Extending the Global Public Health Intelligence Network (GPHIN): Bringing event-based news surveillance into focus


The Global Public Health Intelligence Network (GPHIN) is a Government of Canada and World Health Organization initiative for syndromic surveillance. Begun in the 1990s, its goal is to apply text analytics to news data and provide early alerts of significant public health threats. In 2016, the Public Health Agency of Canada and National Research Council Canada (NRC) undertook an effort to rebuild GPHIN from scratch to leverage modern techniques in natural language processing and machine learning in order to deal more effectively with increasing volumes of multi-lingual data from both traditional news media and from increasingly prevalent social media activities of public health practitioners around the world.
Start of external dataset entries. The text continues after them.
PR #839, opened 2017-11-07
Add net interface device flag

LuoZijun:
Add net interface device flag for all platforms.


LuoZijun:
@alexander255 
 the failing is about [libc/ci/style.rs](https://github.com/rust-lang/libc/blob/master/ci/style.rs#L55)

like some lines longer than 80 chars, maybe we turn off `panic` and use one `rustfmt.toml`  ?

alexander255:
@LuoZijun I take it you were talking to @alexcrichton, not me? 🙂

LuoZijun:
@alexander255 Oh ... mistake :D

alexcrichton:
@LuoZijun for now let's stick with `style.rs`, it in theory shouldn't be too too hard to adhere to. Eventually we can use rustfmt when it's ready

PR #842, opened 2017-11-11
Add dl_iterate_phdr and related types

sfackler:
A lot of this is more broadly supported than just Linux, but support for
those can be added later.

r? @alexcrichton

### DIFF
--- a/src/unix/notbsd/linux/mod.rs
+++ b/src/unix/notbsd/linux/mod.rs
@@ -23,6 +23,17 @@ pub type __s16 = ::c_short;
 pub type __u32 = ::c_uint;
 pub type __s32 = ::c_int;
 
+pub type Elf32_Half = u16;
+pub type Elf32_Word = u32;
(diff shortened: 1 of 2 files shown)


src/unix/notbsd/linux/mod.rs
```diff
@@ -391,6 +402,52 @@ s! {
...
+        pub dlpi_phdr: *const Elf64_Phdr,
+        #[cfg(target_pointer_width = "32")]
+        pub dlpi_phdr: *const Elf32_Phdr,
+
+        #[cfg(target_pointer_width = "64")]
+        pub dlpi_phnum: Elf64_Half,
+        #[cfg(target_pointer_width = "32")]
+        pub dlpi_phnum: Elf32_Half,
+
+        pub dlpi_adds: ::c_ulonglong,
```
sfackler: These four fields weren't present when this type was initially defined, but hopefully they were added long enough ago that every glibc version we care about supports them.

PR #844, opened 2017-11-13
Use more convenient and UNIX-agnostic shebang

dereckson:
Pure sh scripts should use /bin/sh as it's available on every platform.

When using bash-specific features, use env to find it, as bash can
be installed in different places according the OS.


malbarbo:
Thanks!

@bors r+

PR #847, opened 2017-11-14
Add aarch64 support to newlib bindings

roblabla:
It's all in the title. I grabbed the definition from  a small test in with a gcc toolchain, I hope it's correct.

There's currently no tests around newlib in the CI. Would it be possible to add them ? If so, how ?


alexcrichton:
@bors: r+

Thanks! Yeah we don't have newlib tests right now because upstream there are no newline releases for the rust standard library

PR #848, opened 2017-11-15
Update Fuchsia open flags

cramertj:
These are being changed internally-- see [here](https://fuchsia-review.googlesource.com/c/zircon/+/83959/15/third_party/ulib/musl/include/fcntl.h#57).

I wasn't sure about the best way to cfg the entries that were architecture specific, so I just blocked them out and inserted them at a higher level. Let me know if there's a better way to organize the cfgs.

cc @smklein

### DIFF
--- a/src/unix/notbsd/linux/musl/b64/aarch64.rs
+++ b/src/unix/notbsd/linux/musl/b64/aarch64.rs
@@ -62,10 +62,15 @@ s! {
     }
 }
 
-pub const O_DIRECT: ::c_int = 0x10000;
-pub const O_DIRECTORY: ::c_int = 0x4000;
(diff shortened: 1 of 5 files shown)


smklein:
Double checked the O_* values with the planned change from Fuchsia, I can vouch that they match.

alexcrichton:
Thanks! Perhaps fuchsia though could get it's own hierarchy now? We tend to prefer inline cfg blocks like this as it can be quite difficult to maintain over time

cramertj:
Sure, that seems reasonable. I was trying to keep this particular diff minimal, but I'll open a new CL with a new Fuchsia target.

PR #849, opened 2017-11-15
Separate and Update Fuchsia

cramertj:
The first commit pulls Fuchsia out into its own directory, while the second commit updates the "open" flags as in #848.

cc @smklein, @alexcrichton

### DIFF
--- a/src/lib.rs
+++ b/src/lib.rs
@@ -286,6 +286,9 @@ cfg_if! {
     } else if #[cfg(target_os = "redox")] {
         mod redox;
         pub use redox::*;
+    } else if #[cfg(target_os = "fuchisa")] {
+        mod fuchsia;
+        pub use fuchsia::*;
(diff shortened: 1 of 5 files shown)


cramertj:
@alexcrichton Should I open a PR against rustc updating the submodule, or is there a more official process for updating libc?

alexcrichton:
Nah that's it!

src/lib.rs
```diff
@@ -286,6 +286,9 @@ cfg_if! {
     } else if #[cfg(target_os = "redox")] {
         mod redox;
         pub use redox::*;
+    } else if #[cfg(target_os = "fuchisa")] {
```
petrhosek: There's a typo: `fuchisa`, so this is likely not going to work.

cramertj: Gah! https://github.com/rust-lang/libc/pull/854

PR #859, opened 2017-11-28
Use IFF_OACTIVE and IFF_RUNNING even on FreeBSD. Deprecate the DRV ones.

mwanner:
According to @asomers, libc should propagate the use of the portable constants `IFF_OACTIVE` and `IFF_RUNNING` for user-space applications, instead of `IFF_DRV_OACTIVE` and `IFF_DRV_RUNNING`. It least that's my understanding of [his comment](https://github.com/nix-rust/nix/pull/667#discussion_r152396984) in nix-rust/nix#667.


alexcrichton:

asomers:
The failure is due to a "line longer than 80 characters" error in the style checker.

mwanner:
Overly long lines corrected, CI now happy.

semarie:
`#[deprecated()]` seems to make problem when used in rustc.

see https://github.com/rust-lang/rust/pull/46760#issuecomment-352234236

PR #860, opened 2017-11-28
Add a couple pthread function definitions, get_sched and backtrace for musl

mwanner:
trying to compile a binary statically using `x86_64-unknown-linux-musl`, I figured the `pthread_{g,s}etaffinity` functions were missing. I added these - and a couple others found in the vicinity - from `linux/other/mod.rs`.

I'm also wondering if that really is the right approach, since there seems to be quite a lot of duplication between all of the `linux/*/mod.rs` files...


alexcrichton:
Thanks! Looks like CI may be failing though?

tamird:
@mwanner are you sure musl implements these functions? I can't find `backtrace`, `pthread_attr_{get,set}affinity_np`, or `pthread_rwlockattr_{get,set}kind_np` in the musl sources.

alexcrichton:

PR #865, opened 2017-12-04
Minor fixes for mips-unknown-linux-uclibc

cactorium:
Just adding a few definitions so the toolchain compiles


alexcrichton:
@bors: r+

Thanks!

PR #867, opened 2017-12-07
Ucreds

Susurrus:
I'm not positive on the `SOCKCREDSIZE()` implementation, but we'll see what CI says I guess.

### DIFF
--- a/src/dox.rs
+++ b/src/dox.rs
@@ -146,5 +146,6 @@ mod imp {
 
     pub mod mem {
         pub fn size_of_val<T>(_: &T) -> usize { 4 }
+        pub fn size_of<T>(_: &T) -> usize { 4 }
     }
 }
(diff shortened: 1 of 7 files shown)


Susurrus:
Hmm, it looks like I imported things wrong. Can someone provide some guidance on how I can safely use `core::mem::size_of` in my types here?

Susurrus:
Just fixed FreeBSD, so hopefully that passes CI now, but I'm not certain why nightly was failing, maybe some change in module path names?

alexcrichton:
The documentation build is slightly different, there's a few other examples throughout of importing `mem` (it's a bit of a hack right now...)

Susurrus:
I dug around enough to know something weird was going on, but didn't quite understand it, so I was hoping for some more details in your response as it didn't give me any new information. Anyways, I hacked around at it a bit more and I think what I've got now is right. We'll see what CI says.

Susurrus:
Sweet, that worked!

PR #873, opened 2017-12-14
Add `net/if_utun.h` and `linux/if_tun.h` constants for macos and linux platform

LuoZijun:
Add `net/if_utun.h` constants for macos platform.

Add `linux/if_tun.h` constants for linux platform.

### DIFF
--- a/src/unix/bsd/apple/mod.rs
+++ b/src/unix/bsd/apple/mod.rs
@@ -2071,7 +2071,6 @@ pub const MH_MAGIC: u32 = 0xfeedface;
 pub const MH_MAGIC_64: u32 = 0xfeedfacf;
 
 // net/if_utun.h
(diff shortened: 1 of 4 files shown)


src/unix/bsd/apple/mod.rs
```diff
@@ -2070,6 +2070,11 @@ pub const LC_SEGMENT_64: u32 = 0x19;
 pub const MH_MAGIC: u32 = 0xfeedface;
 pub const MH_MAGIC_64: u32 = 0xfeedfacf;
 
+// net/if_utun.h
+pub const UTUN_CONTROL_NAME: &'static str = "com.apple.net.utun_control";
```
alexcrichton: Unfortunately static strings don't map greatly to C right now and we don't have any other instances of `str` right now, could this be left out for now?

LuoZijun: okay.

PR #875, opened 2017-12-16
Add additional aarch64 linux syscalls

kpcyrd:
I've noticed some syscalls are missing for aarch64 linux, I've added those I needed. The numbers have been taken from a raspberry pi 3.

Adds:
- `SYS_fcntl`
- `SYS_lseek`
- `SYS_newfstatat`
- `SYS_fstat`
- `SYS_mmap`
- `SYS_open`
- `SYS_stat`
- `SYS_lstat`
- `SYS_pipe`
- `SYS_getdents`
- `SYS_poll`


alexcrichton:

kpcyrd:
Oh, didn't notice the tests didn't work. The problem seems to be that for these:

```
cargo:warning=             static  long __test_const_SYS_open_val = SYS_open;
cargo:warning=             static  long __test_const_SYS_stat_val = SYS_stat;
cargo:warning=             static  long __test_const_SYS_lstat_val = SYS_lstat;
cargo:warning=             static  long __test_const_SYS_pipe_val = SYS_pipe;
cargo:warning=             static  long __test_const_SYS_getdents_val = SYS_getdents;
cargo:warning=             static  long __test_const_SYS_poll_val = SYS_poll;
```

there's a number defined, eg `#define __NR_open 1024`, but there's no `#define SYS_open __NR_open` for those, causing the test to fail.

I'm not 100% sure what's the best thing to do. Unless there are objections with a better way, I would try to remove those again and drop them from my seccomp filter using `#[cfg(not(target_arch = "aarch64"))]`.

kpcyrd:
The tests are passing now. It turned out those syscalls are not actually in use on aarch64 and I don't need to add them to seccomp when compiling for that architecture.

alexcrichton:
@bors: r+

Ok!

PR #911, opened 2018-01-30
Add netfilter constants to Linux

faern:
Constants and enums from [`netfilter.h`] and [`nf_tables.h`].

I was not really sure what to do with the enums, for example `nf_tables_msg_types`. But since I could not find a C enum mapped into a Rust enum in this crate I assumed you wanted them as constants instead.

I also wanted to get the `nf_inet_addr` union in here. But I did not find any unions in this crate so I was not sure how you would prefer it represented.

There are of course a billion more netfilter constants and types to map. But this is a good start.

[`netfilter.h`]: https://github.com/torvalds/linux/blob/ead751507de86d90fa250431e9990a8b881f713c/include/uapi/linux/netfilter.h
[`nf_tables.h`]: https://github.com/torvalds/linux/blob/ead751507de86d90fa250431e9990a8b881f713c/include/uapi/linux/netfilter/nf_tables.h

### DIFF
--- a/libc-test/build.rs
+++ b/libc-test/build.rs
@@ -247,6 +247,7 @@ fn main() {
             cfg.header("linux/netlink.h");
             cfg.header("linux/magic.h");
             cfg.header("linux/reboot.h");
+            cfg.header("linux/netfilter/nf_tables.h");
 
             if !mips {
                 cfg.header("linux/quota.h");
@@ -255,7 +256,7 @@ fn main() {
     }
     if solaris {
         cfg.header("sys/epoll.h");
-   }
+    }
 
     if linux || android {
         cfg.header("sys/fsuid.h");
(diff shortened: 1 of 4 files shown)


alexcrichton:
Thanks! Looksl ike CI may be failing though?

faern:
Yup. Was trying to figure out why.
Do you happen to know why the netlink definitions is not included under musl? Can't I communicate over netlink if I statically link? 😕

alexcrichton:
Hm I wonder if it's a missing header file? I'm not too familiar with netlink unfortunately :(

In any case it should be fine to only define the constants on glibc (but still linux) if necessary!

faern:
Yes, it seems `nf_tables.h` is not available with musl. Why, I don't know, but I'm going to skip it for now at least.

Now there is a lot of duplication between Linux and Android. But I don't find any other place where you share values between them, so I guess this is the preferred method.

Issue #915, opened 2018-02-04
IFF_ constants should all be c_int


Susurrus:
#873 added some Linux-specific `IFF_*` constants as `c_short`s, but I believe they should been `c_int`s as all other `IFF_*` constants are `c_int`.

kristate:
@Susurrus @LuoZijun @alexcrichton 
with the #916 merge, can this now be closed?

Susurrus:
#916 didn't change the types for c_int, so no. That will require a 0.3 libc release to do.

gnzlbg:
How come ctest did not catch this ?

alexcrichton:
@gnzlbg constant in C don't really have a type, so ctest can only test the bit pattern of constants, not the types unfortunately :(

gnzlbg:
Ah, I thought that there was a problem with their value.  Maybe one could do a crater run to see what changing these to `c_int` would break ?

alexcrichton:
Seems plausible!

gnzlbg:
I'd be willing to give this a try if somebody submits a PR fixing this.

PR #916, opened 2018-02-04
Add `IFF_*` constants  to linux, android and fuchsia

LuoZijun:
Add constants to android and fuchsia:

*    IFF_TUN
*    IFF_TAP
*    IFF_NO_PI

Type problem: https://github.com/rust-lang/libc/issues/915

so change constants type `libc::c_short` to `libc::c_int` :

*    IFF_*

### DIFF
--- a/libc-test/build.rs
+++ b/libc-test/build.rs
@@ -265,7 +265,7 @@ fn main() {
         cfg.header("sys/fsuid.h");
         cfg.header("linux/seccomp.h");
         cfg.header("linux/if_ether.h");
-
+        cfg.header("linux/if_tun.h");
         // DCCP support
         if !uclibc && !musl && !emscripten {
             cfg.header("linux/dccp.h");
@@ -280,7 +280,6 @@ fn main() {
         cfg.header("linux/random.h");
         cfg.header("elf.h");
         cfg.header("link.h");
-        cfg.header("linux/if_tun.h");
         cfg.header("spawn.h");
     }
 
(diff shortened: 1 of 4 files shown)


alexcrichton:
Thanks! Unfortunately we can't change the types as that'd be a breaking change, but the additions are certainly possible!

LuoZijun:
@alexcrichton ok, updated.

src/unix/notbsd/mod.rs
```diff
@@ -445,6 +445,16 @@ pub const IFF_PORTSEL: ::c_int = 0x2000;
 pub const IFF_AUTOMEDIA: ::c_int = 0x4000;
 pub const IFF_DYNAMIC: ::c_int = 0x8000;
 
+cfg_if! {
+    if #[cfg(target_os = "android")] {
+        pub const IFF_TUN: ::c_int = 0x0001;
```
alexcrichton: Could these be moved into the android folder to avoid the `cfg_if!`?

LuoZijun: okay, no problem.

by the way, should keep `IFF_TUN/IFF_TAP/IFF_NO_PI` type is same as linux ?

alexcrichton: Nah I think it's fine to fix the type for new definitions.

LuoZijun: ok, updated.

LuoZijun:
@alexcrichton Done.

PR #919, opened 2018-02-14
Add termios ioctl constants to NetBSD

Susurrus:
These are all declared as `c_ulong` because that's what BSD's `ioctl()` function is declared with.


Susurrus:
Whoa, when did highfive start being used with `libc`?! Guess I haven't submitted a PR here in a while...

PR #920, opened 2018-02-17
Fix typo in O_TMPFILE definition on linux-sparc64

glaubitz:
While working on the libc bindings for sparc-linux, I stumbled across this typo in the O_TMPFILE definition on linux-sparc64.

Compare with:

> https://sourceware.org/git/?p=glibc.git;a=blob;f=sysdeps/unix/sysv/linux/sparc/bits/fcntl.h;hb=16efad5171ac1ac2c8728405f2703045f08c494b#l42
> https://sources.debian.org/src/glibc/2.26-6/sysdeps/unix/sysv/linux/sparc/bits/fcntl.h/#L42

CC @jrtc27


jrtc27:
8 zeros in octal is `8*3 = 24` bits, and 6 zeros in hex is `6*4 = 24` bits too, so they do have the same value. Having said that it still makes sense to match the glibc definition rather than having a single one in octal.

glaubitz:
Right, I completely forgot about octal and was somewhat surprised it worked ;).

Probably makes sense to rephrase the commit message.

GPHIN continues to evolve from an assortment of triaged news articles to a set of cohesive event-based narratives, improving analysts’ and epidemiologists’ productivity while providing more comprehensive situational intelligence. Artificial intelligence techniques are improving rapidly, and so GPHIN is built in a modular manner in order to be able to rapidly operationalize advancements in NRC’s natural language processing research. Recent improvements include relevance scoring and multi-class categorization using machine learning; automatic extractive summarization; statistical tagging of standardized medical terminology; increasingly precise keyword assignment; geographic reasoning and inference; and improvements in classifying the what/where/when of incoming data.